### Work instructions
Transcribe the data in full; each line must match exactly.

### Exercise materials
⟨

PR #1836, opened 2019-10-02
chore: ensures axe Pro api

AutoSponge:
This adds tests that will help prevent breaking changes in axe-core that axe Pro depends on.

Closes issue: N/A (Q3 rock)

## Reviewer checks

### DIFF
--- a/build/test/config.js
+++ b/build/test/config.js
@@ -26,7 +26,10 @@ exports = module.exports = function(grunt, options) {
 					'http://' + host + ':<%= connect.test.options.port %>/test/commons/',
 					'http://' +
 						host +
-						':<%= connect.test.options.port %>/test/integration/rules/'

⟩

### Result of this exercise
PR #1836, opened 2019-10-02
chore: ensures axe Pro api

AutoSponge:
This adds tests that will help prevent breaking changes in axe-core that axe Pro depends on.

Closes issue: N/A (Q3 rock)

## Reviewer checks

### DIFF
--- a/build/test/config.js
+++ b/build/test/config.js
@@ -26,7 +26,10 @@ exports = module.exports = function(grunt, options) {
 					'http://' + host + ':<%= connect.test.options.port %>/test/commons/',
 					'http://' +
 						host +
-						':<%= connect.test.options.port %>/test/integration/rules/'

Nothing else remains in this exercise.